GPU support for the training of DeepTau on TOpAS
Research conducted by the Karlsruhe Institute of Technology (KIT).
DeepTau overview
Tau leptons are of great interest in particle physics, particularly because their hadronic decay involves many particles, making it quite complex. Quark jets, gluon jets, muons, and electrons can often be misidentified as hadronic taus. To address this issue, neural networks (NN) are employed to reduce misidentifications. Among the neural networks, DeepTau is notable for utilizing low-level inputs alongside the usual high-level metrics. Currently, DeepTau V3 is in development and has been a primary focus of this collaboration.
The goal of this cooperation was to run the DeepTau NN training on TOpAS (Throughput Optimized Analysis System). TOpAS provides a significant amount of GPU processing power.
The GPUs available for DeepTau training were limited to a few local P100 NVIDIA GPUs. However, the newer hardware of TOpAS will help accelerate the training process. Additionally, the increased quantity of GPUs on TOpAS will enable multiple concurrent training sessions.
Hyperparameter search and scaling up
Up to millions of weight and bias parameters are continuously adjusted during NN training. Hyperparameters are a different kind of parameters that govern how the training is performed:
- Layout of the NN architecture
- Dropout ratio
- Learning rate
- Train-test split ratio
Algorithms exist to optimize these external parameters
- Grid search
- Random search
- Bayesian optimization
- Evolutionary optimization
Many iterations of very similar trainings have to be performed for all approaches. Many of these trainings can be performed concurrently during the optimization, as TOpAS provides the possibility to perform such a search in a reasonable timeframe.
Limiting factors
Limiting factors for the training are:
- input pipeline
- memory leaks
The training process was hindered by the speed of data input, as the GPU training outpaced the preprocessing of input data. To resolve this bottleneck, the input pipeline was completely rewritten. Now, instead of preprocessing files at runtime, processed training files are stored in advance, ensuring a smoother and faster training experience.
After replacing the input pipeline, we noticed that the majority of runtime was consumed by a common issue with small batch sizes. Unfortunately, increasing the batch size wasn’t an option due to insufficient device memory, a limitation that didn’t affect less powerful hardware.
We also discovered memory leaks caused by improper software defaults. TensorFlow was attempting to assign every installed CPU core to each input file, resulting in over 30,000 threads. By addressing this, we were able to increase the batch size by a factor of seven.

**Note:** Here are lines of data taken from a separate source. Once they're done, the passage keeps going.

PR #69, opened 2019-04-02
Draft data import pipeline

### LINKED ISSUE #67: Create import pipeline for static ACS data
While we may eventually want to allow admin users to dynamically import ACS data for custom geographies, most of the data should be statically loaded into the database ahead of time. This includes data at the following resolutions:

- National
- State (PA)
- County (Philadelphia)
- Municipal (Philadelphia)
- Census tract (within Philly)
- Census block (within Philly)

Create an import pipeline for the data outlined in https://github.com/datamade/just-spaces/issues/51#issuecomment-473122287 using:

- GNU Make for extract/transform
- [Census API Python client](https://github.com/datamade/census) for retrieving ACS tables
- Django management command for loading the data into the database

jeancochrane:
## Overview

Draft a simple data import pipeline for extracting a variety of ACS data for the app.

### Notes

For now, I didn't put the raw data under version control, since we're not totally sure what intermediate/final data will look like yet. I figure it would make sense to do that once the full pipeline is in a semi-finished state.

## Testing Instructions

* Follow the instructions in the README to make the data: https://github.com/datamade/just-spaces/blob/jfc/data-import-pipeline%2367/data/README.md
* Do a quick sniff of the data to make sure that it looks reasonable

Closes #67


data/Dockerfile
```diff
@@ -0,0 +1,24 @@
...
+COPY requirements.txt /usr/local/src/
+
+RUN set -ex \
+	&& buildDeps=" \
+		build-essential \
+	" \
+	&& deps=" \
+		unzip \
+		make \
+		wget \
```
jeancochrane: We don't need these dependencies immediately, but we'll probably need them once we start collecting shapefiles.

data/scripts/import_acs_data.py
```diff
@@ -0,0 +1,110 @@
...
+        self.writer.writeheader()
+
+    def write_acs_row(self, fips, acs_row):
+        row = {'fips': fips}
+        for var_code, var_stat in acs_row.items():
+            # Skip fields that don't match queried variables
+            if var_code not in self.codes_to_names.keys():
+                continue
+            # Process nulls
+            if var_stat == -666666666:
```
jeancochrane: I couldn't find any docs on this in the Census API. I was getting a few responses that looked like this from 2016 data, so I went ahead and treated them like nulls. I've since switched to 2017 data and I'm not sure whether the unusual responses persisted.

data/scripts/import_acs_data.py
```diff
@@ -0,0 +1,110 @@
...
+    pa_res = c.acs5.state(codes, PA_FIPS)
+    assert len(pa_res) > 0
+    for row in pa_res:
+        writer.write_acs_row(PA_FIPS, row)
+
+    # County-level data
+    philly_res = c.acs5.state_county(codes, PA_FIPS, PHILLY_FIPS)
+    assert len(philly_res) > 0
+    for row in philly_res:
+        writer.write_acs_row(PA_FIPS + PHILLY_FIPS, row)
```
jeancochrane: I'm not totally confident what the convention is for notating sub-state FIPS codes. This code is written assuming that it's the concatenation of all the containing geometries.

data/scripts/import_acs_data.py
```diff
@@ -0,0 +1,110 @@
...
+
+    # Tract-level data
+    tract_res = c.acs5.state_county_tract(codes, PA_FIPS, PHILLY_FIPS, '*')
+    assert len(tract_res) > 0
+    for row in tract_res:
+        fips = PA_FIPS + PHILLY_FIPS + row['tract']
+        writer.write_acs_row(fips, row)
+
+    # Blockgroup-level data
+    block_res = c.acs5.state_county_blockgroup(codes, PA_FIPS, PHILLY_FIPS, '*')
```
jeancochrane: A few of these variables aren't available at blockgroup resolution for the 5-year estimates. Rather than make this distinction in the import code, I decided to go ahead and structure the data the same way (i.e. each variable CSV file has the same FIPS codes) on the assumption that the application code will handle checking for null rows and warning that the blockgroup resolution is unavailable.

data/variables.yml
```diff
@@ -0,0 +1,598 @@
+age_and_sex:
+  verbose_name: Age and Sex
```
jeancochrane: None of the verbose names in this file are currently being used, but I assume at some point we'll want to use them to create a crosswalk for user display.

jeancochrane:
Requested review from @fgregg who may be able to accurately assess my use of https://github.com/datamade/census.

data/scripts/import_acs_data.py
fgregg: this would be good to report upstream.

data/variables.yml
fgregg: what is yaml giving us that just having this data as python dict is not?

data/scripts/import_acs_data.py
```diff
@@ -0,0 +1,111 @@
...
+        writer.write_acs_row(US_FIPS, row)
+
+    # State-level data
+    pa_res = c.acs5.state(codes, PA_FIPS)
+    assert len(pa_res) > 0
+    for row in pa_res:
+        writer.write_acs_row(PA_FIPS, row)
+
+    # County-level data
+    philly_res = c.acs5.state_county(codes, PA_FIPS, PHILLY_FIPS)
```
fgregg: why is philadelphia county the right unit, and not the city of philadelphia?

If philadelphia county is the right unti, I would call this philly_county_fips.

data/scripts/import_acs_data.py
```diff
@@ -0,0 +1,111 @@
...
+    assert len(philly_res) > 0
```
fgregg: that you need this assertion suggests a problem upstream?

fgregg:
Nice looking code!

data/scripts/import_acs_data.py
jeancochrane: Good call, I'll open an issue.

data/scripts/import_acs_data.py
jeancochrane: Is there an ACS geography that corresponds to municipalities like Philly? I didn't immediately see one in the `census` docs. I went with the county because the county and city are coterminous: https://en.wikipedia.org/wiki/Philadelphia_County,_Pennsylvania

data/scripts/import_acs_data.py
jeancochrane: I didn't run into any problems with empty results here, I just wanted to be defensive and have it complain loudly in case of an obvious error. Does that make sense?

data/variables.yml
jeancochrane: Two primary considerations:

1. YAML is easier to write than Python dicts or JSON, and I had to write this out by hand
2. There's enough data here that it needs to be in its own separate file to avoid cluttering up the code, so we might as well store it in a language-agnostic data format

data/scripts/import_acs_data.py
jeancochrane: Opened https://github.com/datamade/census/issues/72 for this.

data/variables.yml
fgregg: okay

data/scripts/import_acs_data.py
fgregg: Named places. This was one of the reasons why we originally wrote https://github.com/datamade/census_area/#usage

Newer versions of the Census API actually have native support for named places, which we don't have convenience methods for in our census wrapper. (https://github.com/uscensusbureau/api-geoHierarchy-changes/blob/master/changes.md?eml=gd&utm_medium=email&utm_source=govdelivery)

Since they are coterminous, this seems fine. It would be good to add a comment about that fact.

Although this issue existed previously, it only became apparent with the recent scale increase.
Profiling
Profiling is the crucial part both for finding bottlenecks and identifying software issues. With the help of the profiling usage, multiple issues were discovered and subsequently solved.
Optimization results
After the work performed to optimize the training process, the following results have been achieved:
- Training performance was improved greatly
- Full dataset can be used without memory issues now
- Training was sped up by an order of magnitude
However, Such an adaptation is difficult for small-scale ML.
Future work
The key focus of the 2024 FIDIUM project extension will be:
- Efficiency of GPU cluster. Running GPU cluster efficiently is the primary goal, which is vital for both performance and sustainability.
- Dynamic sharing. We aim to develop efficient methods for dynamically sharing GPUs among multiple tasks while ensuring task isolation.